Rhyn inclina son appareil vers la Prison Royale, une tour large, au toit coiffé d’un dôme de cuivre.
Ils avaient parié sur le fait qu’ils ne seraient pas repérés quand ils entreraient dans l’espace aérien sécurisé de la prison. Les aigles et les faucons qui y patrouillaient étaient entrainés à repérer le bruit des moteurs de Zireilyre, et de donner l’alerte uniquement lorsque ce n'en était pas. Les humains, eux, ne pouvaient pas les voir dans cette obscurité et se repéraient seulement aux phares des véhicules. Si tout se passait comme prévu, que personne n’essaierait de regarder de plus près, ils atteindraient la cellule de Théodorus sans encombre.
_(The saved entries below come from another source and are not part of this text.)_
PR #333, opened 2022-04-05
Add Bostrom CionGecko id

JeremyParish69:
Add Bostrom CoinGecko id
{"id":"bostrom","symbol":"boot","name":"Bostrom"},


JeremyParish69:
I can see an accurate price on the Assets page.

PR #335, opened 2022-04-05
Add BLOCK CW20 Juno Network from Marble DAO

the0developer:


sunnya97:
Let's repoint this to frontier

JeremyParish69:
replaced by #379

PR #339, opened 2022-04-05
Pools Page: Create Pool dialog

### LINKED ISSUE #330: Pools Page: Create Pool Multi-step Dialog
[Figma](https://www.figma.com/file/UXgL2cPiw5I4GALDOodfCy/Osmosis-Web-(Master-File)?node-id=449%3A30413)

jonator:
Closes #330


packages/stores/src/ui-config/index.ts
```diff
@@ -1,3 +1,6 @@
 export * from "./manage-liquidity";
 export * from "./amount-config";
+export * from "./create-pool";
 export * from "./fake-fee-config";
+
+export const CREATE_POOL_MAX_ASSETS = 3;
```
delivan, line 6: Why is the maximum number of assets 3? the current is 8.

packages/web/components/complex/pool/create/step1-set-ratios.tsx
```diff
@@ -0,0 +1,70 @@
...
+                  const currency = config.remainingSelectableCurrencies.find(
+                    (currency) => currency.coinDenom === token.coinDenom
+                  );
+                  if (currency) {
+                    amountConfig.setCurrency(currency);
+                  }
+                }}
+              />
+              <div className="flex items-center gap-2.5">
+                <InputBox
```
delivan, line 35: how about adding type props for input box? For example, it would be better for ux to be able to handle numbers only for `<input type="number" ... />`.

packages/web/components/complex/pool/create/step2-add-liquidity.tsx
```diff
@@ -0,0 +1,80 @@
...
+                      type="outline"
+                      size="xs"
+                      onClick={() => amountConfig.setFraction(1)}
+                    >
+                      MAX
+                    </Button>
+                  </div>
+                  <div className="flex place-content-end items-center gap-2.5">
+                    <InputBox
+                      className="w-44"
```
delivan, line 64: this `InputBox` also seems to need `type="number"`

packages/web/components/complex/pool/create/step3-confirm.tsx
```diff
@@ -0,0 +1,107 @@
...
+                );
+              }
+            )}
+          </div>
+        </div>
+        <div className="flex p-3.5 items-center place-content-between border border-white-faint rounded-2xl">
+          <span>Set Swap Fee</span>
+          <div className="flex items-center gap-4">
+            <InputBox
+              className="w-44"
```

La machine volante glissa dans la nuit. Les lumières de la capitale permettaient à Katy de voir certains des habitants ; ils portaient tous des peintures distinctives sur le visage. La plupart vaquaient paisiblement à leur occupation, mais la jeune fille aperçut plusieurs zones plongées dans l’ombre. Elle percevait des silhouettes indistinctes qui se mouvaient dans les ruelles.
— Qu’est-ce que c’est ? souffla-t-elle à Rhyn.
— Les quartiers les plus pauvres. Là-bas, les habitants n’ont même pas de quoi s’éclairer. Ce genre d’endroit n’existait pas il y a quelques années. Mais sous la tyrannie des Andor et des Zerylve, la misère a commencé à s’installer.
Sa voix était alourdie de tristesse.
— J’aimerais tant les aider…
Katy comprenait ce sentiment. Elle aussi avait tenté d’aider sa cause, sans que ça n’ai rien changé au cours des évènements. Tout ce qu’elle pouvait faire c’était récupérer Théodorus et partir au Solcho pour retrouver Johann. Mais pour quoi, au final ?
— Nous arrivons, annonça le pilote.
Ils se placèrent devant la cellule nord-ouest du troisième étage.
Comme il l’avait promis, Théodorus les attendait.
Katy sentit son cœur s’envoler quand elle le vit sain et sauf.
— Théo !
Elle se reprit.
— Monte vite sur la deuxième machine et attache-toi bien, elle va ployer sous ton poids mais nous ne pouvons pas allumer le moteur pour l’instant.
Il hocha la tête puis sourit.
— Je suis content de voir que tu vas bien. Anodetta ne me le pardonnerait jamais s’il t’arrivait malheur.
Elle hocha la tête.
À ce moment, Tempête de Neige poussa un cri d’alarme. Avant qu’ils n’aient pu réagir, ils virent qu’une patrouille leur foncer dessus.